◆ Problem statement
For every line in the entries that contains "return", show the whole line.
** Opening Listed records block **
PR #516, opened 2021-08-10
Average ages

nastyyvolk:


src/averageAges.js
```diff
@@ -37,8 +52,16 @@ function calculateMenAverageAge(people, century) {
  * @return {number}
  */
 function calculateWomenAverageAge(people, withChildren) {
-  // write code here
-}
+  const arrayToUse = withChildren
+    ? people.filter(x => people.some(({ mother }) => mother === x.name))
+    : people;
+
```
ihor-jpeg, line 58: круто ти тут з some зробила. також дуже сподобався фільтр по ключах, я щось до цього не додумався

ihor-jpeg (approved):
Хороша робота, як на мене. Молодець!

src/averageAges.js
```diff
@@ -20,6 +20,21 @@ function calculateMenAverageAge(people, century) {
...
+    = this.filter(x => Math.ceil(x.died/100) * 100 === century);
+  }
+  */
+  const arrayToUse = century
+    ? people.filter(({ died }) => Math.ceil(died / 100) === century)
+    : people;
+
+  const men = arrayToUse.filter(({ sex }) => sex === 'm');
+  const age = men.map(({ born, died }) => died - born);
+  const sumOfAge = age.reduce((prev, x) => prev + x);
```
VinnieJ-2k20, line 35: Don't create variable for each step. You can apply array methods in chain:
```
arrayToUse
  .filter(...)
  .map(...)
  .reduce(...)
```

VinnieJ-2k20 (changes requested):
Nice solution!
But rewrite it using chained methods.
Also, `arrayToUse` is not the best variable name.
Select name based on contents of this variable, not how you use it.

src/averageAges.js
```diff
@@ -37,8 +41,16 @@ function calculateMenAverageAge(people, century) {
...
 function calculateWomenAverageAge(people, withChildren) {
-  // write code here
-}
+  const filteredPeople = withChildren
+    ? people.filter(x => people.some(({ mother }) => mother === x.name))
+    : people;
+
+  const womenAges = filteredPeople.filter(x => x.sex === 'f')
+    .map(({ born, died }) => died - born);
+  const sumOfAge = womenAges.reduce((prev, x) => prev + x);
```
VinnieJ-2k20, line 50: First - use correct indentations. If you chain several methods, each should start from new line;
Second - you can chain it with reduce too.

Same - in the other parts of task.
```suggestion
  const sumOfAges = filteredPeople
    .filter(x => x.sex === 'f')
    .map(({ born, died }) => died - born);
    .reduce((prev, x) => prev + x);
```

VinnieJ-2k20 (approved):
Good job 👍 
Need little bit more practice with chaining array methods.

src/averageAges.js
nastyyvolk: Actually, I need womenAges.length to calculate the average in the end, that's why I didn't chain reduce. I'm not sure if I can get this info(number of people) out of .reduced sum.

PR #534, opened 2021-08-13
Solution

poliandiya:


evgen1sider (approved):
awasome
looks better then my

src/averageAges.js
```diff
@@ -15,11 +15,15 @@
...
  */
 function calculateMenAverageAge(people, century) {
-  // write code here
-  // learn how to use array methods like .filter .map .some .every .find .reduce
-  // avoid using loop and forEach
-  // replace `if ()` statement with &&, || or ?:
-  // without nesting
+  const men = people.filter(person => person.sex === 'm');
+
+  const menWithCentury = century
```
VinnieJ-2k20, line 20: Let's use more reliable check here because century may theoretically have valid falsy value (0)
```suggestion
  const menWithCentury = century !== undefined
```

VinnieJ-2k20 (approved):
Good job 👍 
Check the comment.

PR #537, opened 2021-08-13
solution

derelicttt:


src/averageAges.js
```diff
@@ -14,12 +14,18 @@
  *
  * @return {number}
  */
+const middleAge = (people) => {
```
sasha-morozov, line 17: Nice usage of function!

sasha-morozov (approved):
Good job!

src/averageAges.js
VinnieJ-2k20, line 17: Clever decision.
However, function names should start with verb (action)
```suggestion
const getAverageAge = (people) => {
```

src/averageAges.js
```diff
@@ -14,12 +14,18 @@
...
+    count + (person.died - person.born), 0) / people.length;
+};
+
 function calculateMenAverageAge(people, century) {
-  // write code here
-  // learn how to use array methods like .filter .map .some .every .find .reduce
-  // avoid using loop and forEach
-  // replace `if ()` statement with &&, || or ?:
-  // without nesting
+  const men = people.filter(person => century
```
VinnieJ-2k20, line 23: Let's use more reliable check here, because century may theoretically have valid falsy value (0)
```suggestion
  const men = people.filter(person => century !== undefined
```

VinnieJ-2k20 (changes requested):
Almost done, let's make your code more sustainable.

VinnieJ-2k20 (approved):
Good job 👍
** Closing Listed records block **
** Opening Listed records block **
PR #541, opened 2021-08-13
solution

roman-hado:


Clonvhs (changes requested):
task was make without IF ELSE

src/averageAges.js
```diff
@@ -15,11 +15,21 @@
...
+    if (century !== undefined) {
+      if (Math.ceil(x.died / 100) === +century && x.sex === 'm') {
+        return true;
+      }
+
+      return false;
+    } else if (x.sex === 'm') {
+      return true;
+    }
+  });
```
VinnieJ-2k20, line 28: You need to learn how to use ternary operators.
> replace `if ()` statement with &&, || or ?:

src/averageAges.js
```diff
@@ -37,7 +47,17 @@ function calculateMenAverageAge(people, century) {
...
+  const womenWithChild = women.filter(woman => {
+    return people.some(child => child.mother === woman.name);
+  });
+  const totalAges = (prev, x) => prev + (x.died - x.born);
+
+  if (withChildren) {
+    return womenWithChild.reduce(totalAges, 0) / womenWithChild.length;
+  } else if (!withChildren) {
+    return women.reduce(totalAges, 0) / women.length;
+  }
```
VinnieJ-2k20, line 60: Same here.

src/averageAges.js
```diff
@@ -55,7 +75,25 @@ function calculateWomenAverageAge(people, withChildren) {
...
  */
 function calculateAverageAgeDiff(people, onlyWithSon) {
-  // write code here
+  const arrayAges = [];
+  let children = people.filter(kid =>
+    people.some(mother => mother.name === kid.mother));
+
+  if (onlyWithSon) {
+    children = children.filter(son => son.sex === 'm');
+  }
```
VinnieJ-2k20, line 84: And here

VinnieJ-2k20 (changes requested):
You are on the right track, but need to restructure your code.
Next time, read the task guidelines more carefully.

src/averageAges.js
** Closing Listed records block **
◆ Answer section
  * @return {number}
  * @return {number}
+        return true;
+      return false;
+      return true;
+    return people.some(child => child.mother === woman.name);
+    return womenWithChild.reduce(totalAges, 0) / womenWithChild.length;
+    return women.reduce(totalAges, 0) / women.length;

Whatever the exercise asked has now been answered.